Speech synthesis has now reached the stage where high quality human sounding speech can be synthesized for many applications. Unit selection speech synthesis, where appropriate sub-word units are selected from large database of natural speech, are best when the domain is known , but can still produce pleasant sounding speech in the general case, . However there are restrictions in such systems. The high quality speech is directly linked to the quality of the speech database itself. Unlike previous synthesis technologies like diphone and formant synthesis, unit selection does not currently offer variation outside its recorded style.
This work is part of an NSF grant to investigate more varied synthesis. Specifically we are looking at modeling prosodic variation in reading children's stories where a human reader will add different voice qualities, appropriate intonation, etc, to carry the meaning of the story over to the listener.

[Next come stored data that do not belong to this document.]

Issue #1100, opened 2016-04-20
Add Sort by Last Updated for Lists


ckjpn:
This would be useful, but perhaps not worth doing if it is difficult to do.

## The Feature

* Have the option to sort lists in the order that the most recent addition was added.

## The Reasons

* This would allow people to access this URL, for example, to see which members have been most recently adding audio files.

https://tatoeba.org/eng/sentences_lists/of_user/CK/audio

* This would also help members see which public lists are being updated and push the old public lists not being updated to the bottom of the list.

* Perhaps, this would also help members find their own recently-used private lists, and with a reverse sort, be able to find which lists of theirs that they may want to consider deleting.

dispyfree:
I see two different solutions to this problem:

1) explicitly keeping track of this information and storing it in a special field in the database. This will be more cumbersome as it must be kept up to date manually.
 
2) using virtual fields with CakePHP (introduced in CakePHP 1.3). This is very easy to implement; virtual fields can even be created on the fly. As it is computationally expensive to query the information each time, it is probably advisable to only include this information if the user actually sorts by it. 
Having said that, using the on-the-fly method, sorting will actually influence the fields which are shown in the table. 

What would you prefer?

trang:
I think virtual fields won't work there. If I understand properly, virtual fields are based on fields from the same model. In our case, we have the data for the lists in `sentences_lists`, and the date of when sentences are added in `sentences_sentences_lists`.

As for the update of the new field, it could be handled by a MySQL trigger, no?

dispyfree:
Virtual fields are basically arbitrary SQL expressions - that includes subqueries.

MySQL triggers are an option too - so adding a new field for that information and updating it using triggers is the preferred option? As long as this field is not indexed, the trigger should virtually have no overhead.

trang:
> so adding a new field for that information and updating it using triggers is the preferred option?

Yes. I have no preferences regarding the trigger, but we for sure want to avoid subqueries and joins as much as possible, for performance reasons.

trang:
Changes to do on the UI:

![lists](https://cloud.githubusercontent.com/assets/221850/15226698/17dbe11a-1884-11e6-8e1c-48be3c3ffdae.png)


[...]

PR #1153, opened 2016-05-18
Add Sort by Last Updated for Lists

dispyfree:
This pull request addresses issue #1100 .

+ made sentences lists sortable by the last time a sentence was added…or deleted

+ added respective triggers


trang:
Thank you for your pull request, @dispyfree! It looks pretty good overall :D
There are just a couple of things to fix, which I'll comment in your commits.

Just one thing, please take a moment to read our guidelines for pull requests:
https://github.com/Tatoeba/tatoeba2/wiki/Guidelines-for-submitting-pull-requests
And also our code style:
https://github.com/Tatoeba/tatoeba2/wiki/Code-style

Note that you don't have to close this pull request and open a new one that would follow entirely the guidelines. Your code works and it's all that really matters. It's just so you're aware that there are guidelines and can submit your next pull requests in harmony :)

app/views/helpers/lists.php
```diff
@@ -144,15 +160,24 @@ public function displayRow(
...
             echo format(__('created by {listAuthor}', true),
                         array('listAuthor' => $link));
+            
+            echo $this->Html->tag(
+                'span',
+                ' '.$this->Date->ago($createdDate),
+                array(
+                    'class' => 'date'
+                )
+            );
```
trang: It feels a bit strange to have the list author and date only separated by a space. I'd suggest to include the date in the "created by" string and have it separated by a comma: `created by {listAuthor}, {date}`.

docs/database/triggers/update_modified_sentences_list.txt
```diff
@@ -0,0 +1,27 @@
...
+CREATE TRIGGER extend_sentences_lists_delete AFTER DELETE ON `sentences_sentences_lists`
+FOR EACH ROW 
+	UPDATE `sentences_lists` AS sl 
+      SET sl.modified = NOW()
+      WHERE sl.id = OLD.sentences_list_id
+      LIMIT 1;
+|
+
+
+delimiter ;
```
trang: For consistency, could you rename the file into *.sql instead of *.txt.

app/views/helpers/lists.php
dispyfree: I was thinking about that too, but finally dismissed the idea. The dates are enclosed by spans which in turn are specially formatted. I could either drop the special formatting (which I think is a bad idea) or I could include HTML into a __()-Expression which is even worse ;-)
I added a comma, however due to the aforementioned reasons I refrained from using an atomic expression.

dispyfree:
Sorry, I really missed the guidelines on github ;) 
I adjusted the pull request as best as I could, but I can't find a way to change the target branch. However, there is now a branch issue_1100.

app/views/helpers/lists.php
trang: You wouldn't include HTML in the `__()` function itself, only a placeholder (`{date}`). Then the `format()` function will replace `{date}` by the corresponding HTML. 

It's the same mechanism as `{listAuthor}`, which is replaced by the HTML defined in the `$link` variable.

trang:
No need to change the branch, you can finish this pull request on your `dev` branch. 

Once I merge this pull request, you will have to sync your `dev` branch with Tatoeba's `dev` branch. And from there you can carry on by creating new branches for each issue (and remember to re-sync your `dev` branch every time before you create a new branch).

The only reason why you want to create branches is to make sure that you have the flexibility to work on several issues in parallel. Right now you're only working on one issue so it's fine if it's on `dev`.

app/views/helpers/lists.php
dispyfree: Still, I
a) do not use a separate td for the date. Then the dates will not be aligned any more and the more the lengths of the user names differ, the uglier the layout will be
b) close the previous td and open another td within the __() expression. Then the structure of the code will not reflect the structure of the HTML any more. 

Do you still prefer to include it directly, i.e. by using (a)?

dispyfree: Still, I
a) do not use a separate td for the date. Then the dates will not be aligned any more and the more the lengths of the user names differ, the uglier the layout will be
b) close the previous td and open another td within the __() expression. Then the structure of the code will not reflect the structure of the HTML any more. 

Do you still prefer to include it directly, i.e. by using (a)?

dispyfree: Still, I
a) do not use a separate td for the date. Then the dates will not be aligned any more and the more the lengths of the user names differ, the uglier the layout will be
b) close the previous td and open another td within the __() expression. Then the structure of the code will not reflect the structure of the HTML any more. 

Do you still prefer to include it directly, i.e. by using (a)?

trang: Hmm, I'm not following anymore... Maybe I was not very clear in my previous comments. 

In terms of code, what I meant was that instead of:
```
$link = $this->Html->link(
    $listCreatorName,
    array(
        "controller"=>"user",
        "action"=>"profile",
        $listCreatorName
    )
);
echo format(__('created by {listAuthor}', true),
            array('listAuthor' => $link));

echo $this->Html->tag(
    'span',
    ' '.$this->Date->ago($createdDate),
    array(
        'class' => 'date'
    )
);
```

to have:
```
$link = $this->Html->link(
    $listCreatorName,
    array(
        "controller"=>"user",
        "action"=>"profile",
        $listCreatorName
    )
);
$creationDate = $this->Html->tag(
    'span',
    ' '.$this->Date->ago($createdDate),
    array(
        'class' => 'date'
    )
);
echo format(
    __('created by {listAuthor}, {date}', true),
    array(
        'listAuthor' => $link,
        'date' => $creationDate
    )
);
```

Your adding a comma after `{listAuthor}` works too, but it's just a bit less "translator-friendly" because it could happen that in this context, the translator needs to add some words before or after `{date}`, and they wouldn't be able to do it if the string was only `created by {listAuthor},`.

dispyfree: I got that; my point was that the date is currently aligned separately from the author. That means that all dates appear to be aligned in one col, no matter how long the author's name on its left side is. 
The names of the authors will differ and if the dates are not aligned separately, they will have different indentations - depending on the the length of the author's name. 
(I currently use td for alignment).

trang: In the code you've submitted, only the "last updated" date is aligned in a separate column. The "created" date is not.

lists-date

Your initial code was showing like above, except without a comma between the author and creation date. Then I pointed out it looks strange with only a space separating the author and the date, so you added a comma (screenshot above).

If we agree to keep this layout, then what I was saying is that you should change `__('created by {listAuthor}', true)` into `__('created by {listAuthor}, {date}', true)` for the reason I explained in my previous comment.

If what you meant to say (but that I failed to understand) is that you'd rather have the created date aligned in its own column, just like the "last updated" date, then I'm okay with it too. It gives a bit less space for the title, but it's not too big of a deal. In this case you can remove the comma, put the created date in its own `<td>` and add a title `created` on the column.

I hope we've managed to come to a common understanding ^^;

dispyfree: Sorry, I somehow missed your answer until just now. 

aligned
I wanted to have it aligned and did it almost as you suggested. 
By doing that I had a tinker at the original design. Please take a look at that, I'm pretty sure you can think of a better solution. 
I want to have the created-col left-aligned to the author, on the other hand I want the spacer to take up as much space as possible. On the other hand, I do want to prevent unnecessary word-wraps within the sentences' titles. 
All of that does currently work but I changed the original design to achieve that.

trang: It seems to me that no matter where we place the date it will feel kinda awkward. 

I wouldn't spend too much time on this right now, since there are plans to redesign of the UI to make it responsive, and we'll be reviewing every elements in every pages. When the time comes we'll rework completely the display of the lists.

So for now feel free to position the date where it feels best for you, even if it's not perfect. I'll make your changes available on dev.tatoeba.org so that the community can try out and see that's good enough for them. If not, I'll take care myself of re-adjusting the position of the date.

trang:
Merged #1208. Closing this one since it's no longer relevant.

In order to do this well, we need to do analysis of the text in order to uncover some of the underlying structure. This paper looks at one particular aspect of text analysis for speech synthesis. We examine how to automatically identify spoken text within a story and by identifying the characters in the story, assign each quote to a particular character. The result is a system, we call ESPER, which can take in raw text stories and produce markup identifying who speaks when. The markup can then be rendered in a speech synthesis markup language like SABLE or SSML and transformed into speech.
Although we are dealing with well-written published texts, there is still significant variety on how the information within the story is presented. Hence identifying the speakers within the story is a non-trivial task, even when we choose to ignore clearly-difficult cases, e.g. when detailed semantics of the story or external world knowledge is required for the identification.